Work item:
Up through the line that contains "a tool that", retype the entries exactly, beginning at the very first line.

◆ ◆ ◆ ◆

Issue #741, opened 2022-06-29
`export-validator` should export files to temporary directory


hannobraun:
[`export-validator`](https://github.com/hannobraun/Fornjot/tree/main/tools/export-validator) is a tool that exports all models from the [`models/`](https://github.com/hannobraun/Fornjot/tree/main/models) directory to 3MF, and checks that those exported models are valid. This is an important tool for detecting bugs, and it is included in the CI build, and the local `just build` command.

`export-validator` places the exported files in the repository root, which is annoying. It should create a temporary directory instead, and just place the files there.

I'm labeling this as https://github.com/hannobraun/Fornjot/labels/good%20first%20issue, as the changes required are limited to one tool, and no knowledge of Fornjot as a whole is required. I've successfully used the [`tempfile`](https://crates.io/crates/tempfile) for this kind of thing in the past.

hannobraun:
This has been addressed by @eLVas in #749. Thank you!

PR #749, opened 2022-06-29
Use temporary directory for model export

eLVas:
Resolve issue #741


hannobraun (approved):
Thank you, @eLVas! Looks and works great!

Not sure what's up with CI right now. Seems to be stuck (on [another pull request](https://github.com/hannobraun/Fornjot/pull/748) too). I'll observe for a while and maybe try to re-trigger it, if it doesn't resolve itself.

PR #758, opened 2022-07-01
Only calculate focus point when needed

jeevcat:
Currently, on every type of input event (include mouse movement), the focus point is calculated. This can be an expensive operation for complex meshes.

If the mouse is moved just right (try small circular motions), many mouse movement events will be triggered, each causing a focus point recalculation. All of these mouse movement events must be handled before a new frame is rendered.

This PR just moves focus point calculation into the mouse click events which need it, preventing the much more frequent mouse movement events from triggering the calculations.

### DIFF
--- a/crates/fj-viewer/src/input/handler.rs
+++ b/crates/fj-viewer/src/input/handler.rs
@@ -4,7 +4,7 @@ use fj_interop::mesh::Mesh;
 use fj_math::{Point, Transform, Vector};
 
 use crate::{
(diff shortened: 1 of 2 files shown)


hannobraun:
Thank you, @jeevcat! I'll take a closer look later, but this seems like a nice improvement.

hannobraun (approved):
Just tested this. Works as great as it looks. Thank you, @jeevcat!

PR #763, opened 2022-07-01
Updated `egui` + `wgpu` + `winit` proof-of-concept integration

follower:
Here's the updated `egui` + `wgpu` + `winit` proof-of-concept integration for Fornjot, since I figured out & fixed what was causing the issue I ran into when I was working on it a month ago.

GH seems to think it's merge-able with current `main`.

Feel free to use/modify as you see fit--no idea when I'll be through next but I did at least want to follow through on my intention this far & hope it's helpful to Fornjot's progress in some way.

### DIFF
--- a/Cargo.lock
+++ b/Cargo.lock
@@ -84,6 +84,23 @@ dependencies = [
 ]
 
 [[package]]
+name = "arboard"
+version = "2.1.1"
+source = "registry+https://github.com/rust-lang/crates.io-index"
+checksum = "dc120354d1b5ec6d7aaf4876b602def75595937b5e15d356eb554ab5177e08bb"
+dependencies = [
+ "clipboard-win",
+ "log",
+ "objc",
+ "objc-foundation",
+ "objc_id",
+ "parking_lot 0.12.1",
+ "thiserror",
+ "winapi",
+ "x11rb",
+]
+
+[[package]]
 name = "arrayvec"
 version = "0.7.2"
 source = "registry+https://github.com/rust-lang/crates.io-index"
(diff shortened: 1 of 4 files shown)


hannobraun:
Thank you, @follower, this is great work! I really appreciate that you followed through and didn't leave me hanging with a tantalizing but unmergable pull request :smile: 

I've taken a quick look at the code, and aside from the minor Clippy/rustfmt stuff, the only real problem I see is that it re-adds a dependency on winit to `fj-viewer`. `fj-window` was extracted out of `fj-viewer` with the specific intent to break that dependency, and enable use of `fj-viewer` with other windowing solutions. To be clear, this is not a criticism of your work. I understand that this is a proof of concept, and such a limitation is perfectly acceptable. I'm just explaining the context to you, or anyone else who comes across this pull request and might be interested.

I'm actually planning to publish a new Fornjot release, and I'll start looking into that on Monday (might take me a bit to actually do it; there are some problems with the release automation). Right after that, I want to get this merged. My first impression is, that it shouldn't be too hard to reshuffle things a bit. I might either just do that, or merge it as-is and open an issue to track the unwanted dependency. Either way, we'll get a GUI that's much more capable than what we have now, and can iterate on that further.

Until this pull request is merged, I will hold off on merging any other pull requests that could cause conflicts with it.

hannobraun:
Okay, I've squashed the commits to make everything a bit more manageable, and made some small (and automated) changes to the bigger commit that adds all the code, as described in the commit message.

CI should pass now, and I'm happy with merging it in this state. I'll open follow-up issues once I have merged it.

Thanks again, @follower! This should provide a nice base for future improvements.

PR #766, opened 2022-07-04
Check for docs warnings in CI

### LINKED ISSUE #271: Check documentation in CI build
The rustdoc documentation had accumulated a few warnings that I fixed (https://github.com/hannobraun/Fornjot/pull/270). This should be checked in the CI build. A check can be added to [`workflows/test.yml`](https://github.com/hannobraun/Fornjot/blob/main/.github/workflows/test.yml).

Labeling https://github.com/hannobraun/Fornjot/labels/good%20first%20issue, as this is a self-contained change that doesn't require knowledge of Fornjot.

jeevcat:
Close #271


crates/fj-kernel/src/validation/mod.rs
```diff
@@ -28,15 +28,14 @@
...
-};
-
 use std::{collections::HashSet, ops::Deref};
 
 use fj_math::Scalar;
 
+pub use self::{
+    coherence::{CoherenceIssues, CoherenceMismatch},
+    uniqueness::UniquenessIssues,
+};
```
hannobraun, line 38: Could you please revert this change? Placing those `pub use` statements right below the module definitions is quite deliberate, as they are closely related to them, and are part part of the module's public interface, which makes them distinct from the other `use` statements. I believe that mixing `use` and `pub use` makes it harder to follow what's going on.

hannobraun (changes requested):
Thank you, @jeevcat, this is awesome!

I've left one comment with a change request, but that's only a minor thing. Once that is addressed, we can merge this. The failing CI job isn't pretty, but better than not checking for those warnings at all.

> I fixed a few basic hyperlink warnings, but I wasn't sure about those regarding `Handle`s and `Shapes` (I think I read that `Shape` is now "abolished"?).

Yes, `Shape` is gone and `Handle` with it. I'll take a look at the remaining warnings later, to see if those references can be removed, or if anything should get updated.

---

As a note to myself, I need to open the following issues after merging this:

- [x] Address remaining doc warnings; make doc warning job a prerequisite to merging
- [ ] Add check for doc warnings to [justfile](https://github.com/hannobraun/Fornjot/blob/main/justfile) ([context](https://github.com/hannobraun/Fornjot/blob/main/CONTRIBUTING.md#making-improvements))

crates/fj-kernel/src/validation/mod.rs
jeevcat: Sorry, my bad. Seems I had rust-analyser configured to auto-format with some non-default options. Reverted.

hannobraun: Thanks! :+1: 

If there's any way to better support your setup and make things easier for you, I'd be happy to merge any repository-specific configuration that helps with that. We already have VS Code and rustfmt config, as well as some others.

hannobraun (approved):

hannobraun:
Thanks again, @jeevcat!

The various dependabot pull requests are battling for supremacy right now, to see which one gets the honor of being merged first. Once they've sorted themselves out (which shouldn't be more than a few minutes), I'll merge this one.

crates/fj-kernel/src/validation/mod.rs
jeevcat: Thanks, but it was definitely just a problem on my end. 👍

hannobraun:
Okay, everything sorted! I've opened #772 and #773.

Issue #773, opened 2022-07-04
Check doc warnings in `just build`


hannobraun:
As of #766, documentation warnings are checked as part of the CI build. The same change hasn't been made to [`justfile`](https://github.com/hannobraun/Fornjot/blob/main/justfile) ([`CONTRIBUTING.md` has some context on what that file is for](https://github.com/hannobraun/Fornjot/blob/main/CONTRIBUTING.md#making-improvements)).

The check should be added there, to keep a local run of `just build` as close as reasonable to the CI build.

jeevcat:
Should docs building warnings be treated as errors in this case too?

hannobraun:
I just noticed an annoying side effect of setting the environment variables in `justfile`: Cargo won't use the existing artifacts from a previous variable-less build, meaning a `just build` after a regular build will trigger a full rebuild. But Cargo also won't put these new artifacts into a separate directory within `target/` (like it would when you build with a different `--target`), so the next regular build triggers a full rebuild again.

I wonder if there's a good way to work around this. Not failing and just showing warnings is probably not good enough, as the output from `just build` can get quite long, and it might be easy to miss warnings in there. Maybe it's possible to override Cargo's target directory for `just build`? Maybe to something like `target/just/`?

jeevcat:
Okay if we don't use `RUSTFLAGS` it seems to not trigger a full rebuild. e.g. try this out:

```
export RUSTDOCFLAGS := "-D warnings"

build:
    cargo clippy --all-features -- -D warnings
    cargo test --all-features
    cargo fmt --check
    cargo doc --no-deps --document-private-items --all-features --workspace
    cargo run -p export-validator
```

hannobraun:
Yes, but that could cause the problem I'm worried about: Warnings getting lost in the long output, without the build failing.

I just discovered `CARGO_TARGET_DIR`. Currently trying that out.

jeevcat:
Sorry, I didn't mention it explicitly: I added `-- -D warnings` to the `clippy` command above. This will still fail the build.

hannobraun:
> Sorry, I didn't mention it explicitly: I added `-- -D warnings` to the `clippy` command above. This will still fail the build.

Ah, got it. That seems fine then? At least I can't think of a problem.

---

The following is the result of the investigation I did since posting my previous comment here. It's probably moot now, but I figured I'd post it for the sake of completeness. Might come in handy in some way.

[...]

PR #780, opened 2022-07-06
Don't use RUSTFLAGS to deny clippy warnings

jeevcat:
This fixes a bug where cargo wouldn't use the existing artifacts from a previous variable-less build, meaning a `just build` after a regular build would trigger a full rebuild. 

See https://github.com/hannobraun/Fornjot/issues/773#issuecomment-1173957536


hannobraun (approved):
Thank you, @jeevcat!

PR #782, opened 2022-07-06
Verify that Cargo.lock contains all changes it should

### LINKED ISSUE #656: CI build should check whether `Cargo.lock` is up-to-date
Various changes, like adding/removing/updating dependencies, or adding/removing/updates crates in the workspace, results in automatic updates to `Cargo.lock`. It is possible to then accidentally not commit these updates alongside the change that caused them. If such a partial commit is merged into `main`, the next person to run `cargo build`/`cargo test`/... on `main`, will have their local copy of `Cargo.lock` updated.

This can be inconvenient, confusing, and can get in the way of working with Git history (like running `git bisect`). It would be great, if the CI build would fail, if any of it resulted in changes to `Cargo.lock`. I don't know, if there's an easy way to achieve this. If not, adding a custom tool to `tools/` and calling that from one of the CI jobs (maybe *Clippy*) would be an option.

jeevcat:
Closes #656

### DIFF
--- a/.github/workflows/ci.yml
+++ b/.github/workflows/ci.yml
@@ -141,6 +141,9 @@ jobs:
         with:
           command: build
           args: --all-features
+      # Verify that Cargo.lock contains all changes it should
+      - name: Check up-to-date Cargo.lock
+        run: git diff --exit-code Cargo.lock
       - name: Run `cargo test`
         uses: actions-rs/cargo@4ff6ec2846f6e7217c1a9b0b503506665f134c4b
         with:
--- a/.github/workflows/ci.yml
+++ b/.github/workflows/ci.yml
@@ -141,9 +141,9 @@ jobs:
         with:
           command: build
           args: --all-features
-      # Verify that Cargo.lock contains all changes it should
-      - name: Check up-to-date Cargo.lock
-        run: git diff --exit-code Cargo.lock
+      # The repo shouldn't have any unstaged changes after a build
+      - name: Check up-to-date repo
+        run: git diff --exit-code
       - name: Run `cargo test`
         uses: actions-rs/cargo@4ff6ec2846f6e7217c1a9b0b503506665f134c4b
         with:


jeevcat:
The new task passes right now. Might make sense to open a dummy PR to test the non-passing case?

hannobraun (commented):
Thank you, @jeevcat, that's a neat way to do it!

Two thoughts:
- Should we expand the check to all files, not just `Cargo.lock`? That might prevent other kinds of accidents, but I don't know specifically which.
- The same check should go into `justfile`.

> The new task passes right now. Might make sense to open a dummy PR to test the non-passing case?

Maybe just push a non-working commit to this pull request, then remove it before merging? That way we could test it right here.

Adding a dependency to any `Cargo.toml`, without committing the changes to `Cargo.lock`, should be enough to trigger the new check.

jeevcat:
Okay the commit above checks all files, not just `Cargo.lock`.

Next I'll push a commit which should fail the CI.

hannobraun:
Nice, it fails!

jeevcat:
The commit failed successfully 😄 I'll revert this commit now.

> The same check should go into `justfile`.

Not sure exactly how we should implement this. What is the use case? We don't currently have control over when `just build` is run, so there would be a lot of false positives, depending on what the state of the local repo is.

hannobraun (approved):
Nice! Thanks again, @jeevcat! Merging.

> Not sure exactly how we should implement this. What is the use case? We don't currently have control over when `just build` is run, so there would be a lot of false positives, depending on what the state of the local repo is.

The use case for `just build` is to allow developers to figure out whether their changes would pass CI, without the need to actually run CI (which might take longer than a local build, or they might not be ready to open a pull request yet). As such, `just build` should be as close to the CI build as practical.

But this isn't very critical in this case, and you are right that this might cause false positives. Ideally, there would be some output from `just build` that explains why this check could fail and what to do about it. If you want to look into that, I'd be happy to merge it. If not, just as well. I'm sure you can find something more useful to do (in general, I mean; if that more useful thing involves working on Fornjot, all the better :smile:).

jeevcat:
A popular tool I've used previously is [pre-commit](https://pre-commit.com/). This might prove useful here. This will then remove the unknown of "when" the checks run. The only problem is long build times every time you want to commit.

hannobraun:
> The only problem is long build times every time you want to commit.

I think this would be prohibitive. Having to wait for a bit while preparing for submitting a pull request is one thing, but a full build on every commit? Rust's compile times are already bad enough...

Issue #71, opened 2022-01-21
Switch model system to WASM


hannobraun:
So far, we've been using dynamically linked libraries to load models into the host application. That works well enough for desktop platforms, but to run Fornjot on the web, with arbitrary models, it is necessary to compile models to WebAssembly and load that into the host application.

If at all possible, WebAssembly should be used for desktop platforms too, so we don't have to maintain two parallel systems. That has the additional advantage of providing sandboxing of models, improving security (the current system is basically unsound by design). Something like [Wasmtime](https://wasmtime.dev/) or [Wasmer](https://wasmer.io/) could be used, to embed WebAssembly support into the host application for desktop platforms.

Michael-F-Bryan:
Hi @hannobraun :wave:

◆ ◆ ◆ ◆

Solution below:
Issue #741, opened 2022-06-29
`export-validator` should export files to temporary directory


hannobraun:
[`export-validator`](https://github.com/hannobraun/Fornjot/tree/main/tools/export-validator) is a tool that exports all models from the [`models/`](https://github.com/hannobraun/Fornjot/tree/main/models) directory to 3MF, and checks that those exported models are valid. This is an important tool for detecting bugs, and it is included in the CI build, and the local `just build` command.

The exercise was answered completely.